Download or read book Religious Offense and the Censorship of Publications in India written by Nishant Kumar and published by . This book was released on 2017 with total page 0 pages. Available in PDF, EPUB and Kindle. Book excerpt: In this work, I analyse the role of judiciary in the process of censorship in India. Focussing on the subject of "Religious offense and censorship of publications," I examine the rationales and justifications given by courts to restrict freedom of speech and expression.
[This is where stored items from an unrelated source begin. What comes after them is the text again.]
PR #315, opened 2026-07-17
fix: map AxeOS VR temp to board, chip temp to chain

adamdecaf:
AxeOS exposes distinct sensors on `/api/system/info`: `temp` (ASIC chip) and `vrTemp` (voltage regulator / board). Bitaxe and Nerdaxe backends copied `vrTemp` into inlet/outlet chip temperatures and often left `chips[].temperature` empty by reading `temp` from the config-only `/api/system/asic` payload.

This change is limited to the Bitaxe/Nerdaxe firmware backends:

- Map `vrTemp` → `board_temperature`
- Map `temp` → `inlet_chip_temperature` / `outlet_chip_temperature` and `chips[0].temperature` (preferring live system/info)
- Keep chip rows gated on `DataField::Chips`

No core data structure changes.

### DIFF
--- a/asic-rs-firmwares/bitaxe/src/backends/v2_0_0/mod.rs
+++ b/asic-rs-firmwares/bitaxe/src/backends/v2_0_0/mod.rs
@@ -280,12 +280,24 @@ impl GetHashboards for Bitaxe200 {
                 }
                 .as_unit(HashRateUnit::default())
             });
+        // `vrTemp` is the VR/board sensor; `temp` is the ASIC chip sensor.
+        let chip_temp = api_data
+            .get("temp")
+            .and_then(|v| v.as_f64())
+            .filter(|t| *t > -50.0)
+            .or_else(|| {
+                chip_data
+                    .and_then(|c| c.get("temp"))
+                    .and_then(|v| v.as_f64())
+                    .filter(|t| *t > -50.0)
+            })
+            .map(Temperature::from_celsius);
         board.board_temperature = api_data
             .get("vrTemp")
             .and_then(|v| v.as_f64())
             .map(Temperature::from_celsius);
-        board.inlet_chip_temperature = board.board_temperature;
-        board.outlet_chip_temperature = board.board_temperature;
+        board.inlet_chip_temperature = chip_temp;
+        board.outlet_chip_temperature = chip_temp;
         board.working_chips = api_data
             .get("asicCount")
             .and_then(|v| v.as_u64())
@@ -298,13 +310,10 @@ impl GetHashboards for Bitaxe200 {
             .get("frequency")
             .and_then(|v| v.as_f64())
             .map(Frequency::from_megahertz);
-        if let Some(chip_data) = chip_data {
+        if chip_data.is_some() {
             board.chips = vec![ChipData {
                 position: 0,
-                temperature: chip_data
-                    .get("temp")
-                    .and_then(|v| v.as_f64())
-                    .map(Temperature::from_celsius),
+                temperature: chip_temp,
                 voltage: board.voltage,
                 frequency: board.frequency,
                 tuned: Some(true),
@@ -608,6 +617,24 @@ mod tests {
         let hashboards_without_chips = miner.parse_hashboards(&data);
         assert!(hashboards_without_chips[0].chips.is_empty());
         assert_eq!(hashboards_without_chips[0].working_chips, Some(1));
+        assert_eq!(
+            hashboards_without_chips[0]
+                .board_temperature
+                .map(|t| t.as_celsius()),
+            Some(78.0)
+        );
+        assert_eq!(
+            hashboards_without_chips[0]
+                .inlet_chip_temperature
+                .map(|t| t.as_celsius()),
+            Some(59.875)
+        );
+        assert_eq!(
+            hashboards_without_chips[0]
+                .outlet_chip_temperature
+                .map(|t| t.as_celsius()),
+            Some(59.875)
+        );
 
         let mut collector = DataCollector::new_with_client(&miner, &mock_api);
         let data = collector
@@ -622,6 +649,12 @@ mod tests {
         assert_eq!(
             hashboards_without_chips[0].working_chips,
             hashboards_with_chips[0].working_chips
+        );
+        assert_eq!(
+            hashboards_with_chips[0].chips[0]
+                .temperature
+                .map(|t| t.as_celsius()),
+            Some(59.875)
         );
 
         let mut collector = DataCollector::new_with_client(&miner, &mock_api);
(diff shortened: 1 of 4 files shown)


asic-rs-core/src/data/board.rs
```diff
@@ -48,15 +48,18 @@ pub struct BoardData {
     pub hashrate: Option<HashRate>,
     /// The expected or factory hashrate of the board
     pub expected_hashrate: Option<HashRate>,
-    /// The board temperature, also sometimes called PCB temperature
+    /// The board temperature, also sometimes called PCB temperature.
+    /// On Bitaxe/Nerdaxe this is the VR sensor (`vrTemp`), not the ASIC chip.
```
b-rowan: No reason to include miner specific information in the core lib, remove.

asic-rs-core/src/data/board.rs
```diff
@@ -48,15 +48,18 @@ pub struct BoardData {
...
     #[serde(serialize_with = "serialize_temperature")]
     #[serde(skip_serializing_if = "Option::is_none")]
     pub board_temperature: Option<Temperature>,
-    /// The temperature of the coolest / first-in-chain chip on the board
+    /// The temperature of the coolest / first-in-chain chip on the board.
+    /// On Bitaxe/Nerdaxe this is the ASIC chip sensor (`temp`), not VR.
```
b-rowan: Remove.

asic-rs-core/src/data/board.rs
```diff
@@ -48,15 +48,18 @@ pub struct BoardData {
...
     #[serde(serialize_with = "serialize_temperature")]
     #[serde(skip_serializing_if = "Option::is_none")]
     pub inlet_chip_temperature: Option<Temperature>,
-    /// The temperature of the hottest / last-in-chain chip on the board
+    /// The temperature of the hottest / last-in-chain chip on the board.
+    /// On Bitaxe/Nerdaxe this is the ASIC chip sensor (`temp`), not VR.
```
b-rowan: Remove.

asic-rs-core/src/traits/miner.rs
```diff
@@ -267,14 +267,45 @@ impl<
...
+            } else if !chain_temps.is_empty() {
+                chain_temps
+            } else {
+                board_temps
+            };
+
+            if !temps.is_empty() {
                 Some(Temperature::from_celsius(
-                    board_temps.iter().sum::<f64>() / board_temps.len() as f64,
+                    temps.iter().sum::<f64>() / temps.len() as f64,
```
b-rowan: Core functionality like this is intentional, but could probably be labeled better.  Maybe change the documentation on the MinerData field to explicitly note this is average board temperature?

b-rowan (changes requested):
Concept ACK, but I think this should be limited to fixes specifically on the relevant miner types, and not touch the core data structures (other than the small documentation changed mentioned if you feel it's required).

adamdecaf:
That's my bad. Changing core types wasn't my intention - was going a bit too fast with Grok.

b-rowan:
Still a couple core changes, just revert them fully.  Making average be chip OR board is even more confusing...

asic-rs-firmwares/bitaxe/src/backends/v2_0_0/mod.rs
```diff
@@ -298,20 +312,17 @@ impl GetHashboards for Bitaxe200 {
...
+        // from system/info `temp`, not the config-only ASIC endpoint.
+        board.chips = vec![ChipData {
+            position: 0,
+            temperature: chip_temp,
+            voltage: board.voltage,
+            frequency: board.frequency,
+            tuned: Some(true),
+            working: Some(true),
+            hashrate: board.hashrate.clone(),
+        }];
```
b-rowan: I believe the reason the check for chip data was here is for guarding for `DataField::Chips`, since having that check will skip adding the chips if it is excluded by the user.

```suggestion
        if let Some(chip_data) = chip_data {
	        board.chips = vec![ChipData {
	            position: 0,
	            temperature: chip_temp,
	            voltage: board.voltage,
	            frequency: board.frequency,
	            tuned: Some(true),
	            working: Some(true),
	            hashrate: board.hashrate.clone(),
	        }];
	    }
```

asic-rs-firmwares/bitaxe/src/backends/v2_0_0/mod.rs
```diff
@@ -606,8 +617,42 @@ mod tests {
...
+        );
+        // Guard against the old bug that copied VR into chip-chain fields.
+        assert_ne!(
+            hashboards_without_chips[0]
+                .board_temperature
+                .map(|t| t.as_celsius()),
+            hashboards_without_chips[0]
+                .inlet_chip_temperature
+                .map(|t| t.as_celsius())
+        );
```
b-rowan: Can revert these test changes with the fix above, these should have no chips since they should be explicitly excluded by the user.

asic-rs-firmwares/nerdaxe/src/backends/v1/mod.rs
```diff
@@ -295,20 +309,15 @@ impl GetHashboards for NerdAxeV1 {
...
-        }
+        board.chips = vec![ChipData {
+            position: 0,
+            temperature: chip_temp,
+            voltage: board.voltage,
+            frequency: board.frequency,
+            tuned: Some(true),
+            working: Some(true),
+            hashrate: board.hashrate.clone(),
+        }];
```
b-rowan: Save thing here, can re-add the check.


```suggestion
        if let Some(chip_data) = chip_data {
            board.chips = vec![ChipData {
                position: 0,
                temperature: chip_temp,
                voltage: board.voltage,
                frequency: board.frequency,
                tuned: Some(true),
                working: Some(true),
                hashrate: board.hashrate.clone(),
            }];
        }
```

b-rowan (changes requested):
One more small thing I noticed, other than that this should be good.

adamdecaf:
Addressed the remaining feedback:

- Restored the `DataField::Chips` guard so chip rows are only emitted when chips are requested
- Reverted the related test expectations (`chips` stays empty when excluded)
- Rebased onto latest `master` as a single commit; no core changes

asic-rs-firmwares/bitaxe/src/backends/v2_0_0/mod.rs
adamdecaf: Done — restored the DataField::Chips guard.

asic-rs-firmwares/bitaxe/src/backends/v2_0_0/mod.rs
adamdecaf: Reverted; chips stay empty when DataField::Chips is excluded. Kept only board/inlet/outlet mapping assertions.

asic-rs-firmwares/nerdaxe/src/backends/v1/mod.rs
adamdecaf: Done — same guard restored here.

b-rowan (approved):
LGTM 🚀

I argue that the issues like public order, and the concern to protect religious sentimentalities of different communities from hurt in a secular democracy, form the bedrock on which the courts construct the legal justification for curtailment of right to freedom of expression. In the process, the courts define the "reasonability" of restrictions, as advocated under article 19(2) of the constitution, very expansively, thereby allowing wide latitude for state intervention in the free exercise of this fundamental right. In a way, the position of the courts reflect a sense of legal patronage for state action against misuse of freedom of speech and expression, and it also exhibits a form of legal paternalism where the courts educates the citizens regarding the permissible limits of "matter" and "manner" of speech acts. I further argue that this attitude of the courts, along with the ambiguity attached with the nature of statutory laws, and the structural and procedural limitations of the legal process creates a "web of censorship" that fails to provide the legal protection required for the free exercise of the right to freedom of speech and expression. However, despite these limitations, and increasing intervention of non-state actors in the process of censorship, the role of courts cannot be undermined. As the constitutional authority to interpret and define the scope of freedom of speech and expression, they continue to play a dominant role in the politics of censorship in Indian context.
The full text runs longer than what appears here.